Scott German: Personal history to UVA-UNC basketball series
Virginia and North Carolina prepare for the 144th all-time meeting between the two schools, and perhaps the most important aspect of tomorrow’s game in John Paul Jones Arena to me is, I’m going to be there.
For the 35th time in 36 matchups in Charlottesville, I get the privilege of watching the game in person. The one miss: the result of a darn extraction of four wisdom teeth and strong pain medicine just hours before tipoff.
Jim Gordon, former sports editor of the Waynesboro News-Virginian, and most importantly, a dear friend who passed away a few years ago, gets most of the credit (or blame) for my 36-year run.
Working for Jim as a part-time sportswriter, covering everything from high school track to NCAA men’s Final Four and the 1983 World Series, was the best second career anyone could have asked for.
Jim often had far more important assignments than covering a UVA-UNC basketball game, like boys’ wrestling or a crucial girls’ basketball tilt.
That was the legend of Jim Gordon: community always came first.
Michael Jordan vs. Ralph Sampson was a job for a stringer.
Moving from The News-Virginian to the Augusta Free Press was a seamless transition.
Why wouldn’t it be? My colleague (and boss) Chris Graham was also a protege of Jim “Jimbo” Gordon.

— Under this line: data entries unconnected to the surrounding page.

PR #1050, opened 2019-04-17
[Fetch] Remove /tuck_arm which is already launched in fetch_bringup/launch/include/teleop.launch.xml

708yamaguchi:
Now in Fetch, `/tuck_arm` is launched in both
- fetch_teleop.xml in `jsk_fetch_startup` (https://github.com/jsk-ros-pkg/jsk_robot/blob/master/jsk_fetch_robot/jsk_fetch_startup/launch/fetch_teleop.xml#L28 )

and

- teleop.launch.xml in `fetch_bringup` (https://github.com/fetchrobotics/fetch_robots/blob/indigo-devel/fetch_bringup/launch/include/teleop.launch.xml#L18 )

In this PR, we remove `/tuck_arm` in `jsk_fetch_startup`.

### DIFF
--- a/jsk_fetch_robot/jsk_fetch_startup/launch/fetch_teleop.xml
+++ b/jsk_fetch_robot/jsk_fetch_startup/launch/fetch_teleop.xml
@@ -25,8 +25,6 @@
 
   <node name="controller_reset" pkg="fetch_bringup" type="controller_reset.py" />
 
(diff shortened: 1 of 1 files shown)


k-okada:
why we need to run two `tuck_arm`?

708yamaguchi:
We do not want to run two /tuck_arm, so I remove one of two /tuck_arm.

2019年4月18日(木) 12:08 Kei Okada <notifications@github.com>:

k-okada:
i see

Chris, in his “day job,” worked as a reporter for the N-V, but also double-dipped in the sports department. Chris, too, often shouldered the burden of covering Virginia basketball; heck he once was even forced to cover an ACC Tournament.

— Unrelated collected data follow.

PR #1062, opened 2019-04-19
[fetch] Enable arm teleop and set buttons similar to PR2

708yamaguchi:
Before, we disable fetch's arm teleop, but this causes error (sometimes fetch move base and sometimes move arm).
To prevent this error, we assign arm teleop buttons to unused buttons.

Also, I change button assignment for head control similar to PR2.

PR #1063, opened 2019-04-19
[fetch] update jsk_fetch_startup/README.md to add admin modification info

knorth55:
We disable teleop nodes in `/etc/ros/indigo/robot.launch` because `jsk_fetch_startup/fetch_bringup.launch` have its own teleop nodes.

cc. @708yamaguchi

### DIFF
--- a/jsk_fetch_robot/jsk_fetch_startup/README.md
+++ b/jsk_fetch_robot/jsk_fetch_startup/README.md
@@ -117,6 +117,10 @@ Logging script is initialized at:
 - 2019/04/19: set `env DISALLOW_MODULE_LOADING=0` in `/etc/init/pulseaudio.conf`.
   - this modification is needed for overriding default speaker setting in `/etc/init/jsk-fetch-startup.conf`
   - overriding default speaker setting to use USB speaker on head is done with `pactl set-default-sink $AUDIO_DEVICE` in `/etc/init/jsk-fetch-startup.conf`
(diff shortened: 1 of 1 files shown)


708yamaguchi:
thank you for updating readme

knorth55:
@708yamaguchi thank you, i updated.

knorth55:
@k-okada 
We need to set `launch_teleop:=false` for `fetch_bringup/fetch.launch` because we remap topic for unsafe teleop.
That's why we made our own `teleop.launch` to support unsafe teleop (by @furushchev )
https://github.com/jsk-ros-pkg/jsk_robot/blob/master/jsk_fetch_robot/jsk_fetch_startup/launch/fetch_teleop.xml#L13

Anyway i will add comment about why we need to use our own teleop launch.

knorth55:
@k-okada I update this PR #1062 .
In the end, we need to replace most teleop nodes to run our unsafe and safe teleop.
That is why we need to set `launch_teleop:=false` for `fetch_bringup/launch/fetch.launch`
https://github.com/jsk-ros-pkg/jsk_robot/blob/e35bb4b8d234f6a0083f2fb2eb1a07acb60fc7d5/jsk_fetch_robot/jsk_fetch_startup/launch/fetch_teleop.xml

knorth55:
@k-okada can you review and merge this PR?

So, this game has special significance to both of us. Tomorrow night, due to COVID-19 restrictions, only a very limited number of members of the press will be in JPJ.
I will be in that press group, and for that, I am honored.

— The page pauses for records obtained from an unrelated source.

Issue #1060, opened 2019-04-18
[pr1040] respeaker node does not start


knorth55:
USB connector is not good.
we need to redesign the attachment

k-okada:
where is the cad data?
we should put them in
https://github.com/jsk-ros-pkg/jsk_robot/tree/master/jsk_pr2_robot/jsk_pr2_accessories
--
◉ Kei Okada



2019年4月19日(金) 3:16 Shingo Kitagawa <notifications@github.com>:

knorth55:
I add more information about this issue.
this issue happens because USB connecter in ReSpeaker mic got loose.
Current attachment CAD is in Google team drive.
Should I manage it in github?

k-okada:
> Should I manage it in github?

yes
--
◉ Kei Okada

2019年4月19日(金) 12:22 Shingo Kitagawa <notifications@github.com>:

knorth55:
OK i will upload all CAD data.

knorth55:
I upload all cad data https://github.com/jsk-ros-pkg/jsk_robot/pull/1064

knorth55:
if this issue happens, please open this issues again.

PR #1069, opened 2019-04-24
[pr2] use new respeaker mount

knorth55:
I redesign PR2 head respeaker mount and made it with 3D printer (dimension).


knorth55:
This mount may solve #1060 

Previous mount:
IMG_4181

New mount:
IMG_4180

New mount with PR2
IMG_4179

knorth55:
why i remake this mount is that previous mout looked really bad.
i put longer flat space near cable commection so that we can tie the cable with band and prevent disconnection.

OK, enough about my history covering UVA-UNC basketball, now to the game.
First, the bad news. Carolina leads the all-time series with Virginia 103-40. Ouch. Now the good news. The UNC losses 35-40 have come in the last six years.
That’s correct, UVA has a six-game winning streak heading into Saturday’s game.
The last North Carolina team to hang a loss on the Cavaliers was the 2017 Tar Heels squad. That team eventually captured the national championship; ironically that 2017 team started the six-game UVA win streak.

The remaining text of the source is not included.